BEGIN Extracted material

PR #447, opened 2026-02-02
setup.ValidateHasContainerTags: support use in rootless containers

alexlarsson:
When running in a rootless container (made possible via https://github.com/osbuild/bootc-image-builder/pull/1189) then generally the per-user container store is passed to bc-i-b, both because that makes sense, but also because the container doesn't have permissions to read the host store. This is typically done by passing `-v ~/.local/share/containers/storage:/var/lib/containers/storage` when running bc-i-b in podman.

Unfortunately when this happens, podman complains that the store is in the wrong place:

```
Error: database static dir "/home/alex/.local/share/containers/storage/libpod" does not match our static dir "/var/lib/containers/storage/libpod": database configuration mismatch
```

To fix this, we pass in podman arguments `--root` and `--imagestore` to set up an environment where the graphroot is some empty directory that has the "correct" location and we only load the image layers from /var/lib/containers.

To ensure this doesn't weirdly affect the regular case, this is all protected by podmanutil.IsRootless().

### DIFF
--- a/pkg/setup/setup.go
+++ b/pkg/setup/setup.go
@@ -152,7 +152,25 @@ func validateCanRunTargetArch(targetArch string) error {
 }
 
 func ValidateHasContainerTags(imgref string) error {
-	output, err := exec.Command("podman", "image", "inspect", imgref, "--format", "{{.Labels}}").Output()
+	extraOpts := []string{}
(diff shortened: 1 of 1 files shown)


bcl:
Do we have any tests that cover this?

END Extracted material

# [Activity]
For every line of the material above that contains the word "string", show the line.

# [Answer box]
@@ -152,7 +152,25 @@ func validateCanRunTargetArch(targetArch string) error {
 func ValidateHasContainerTags(imgref string) error {
+	extraOpts := []string{}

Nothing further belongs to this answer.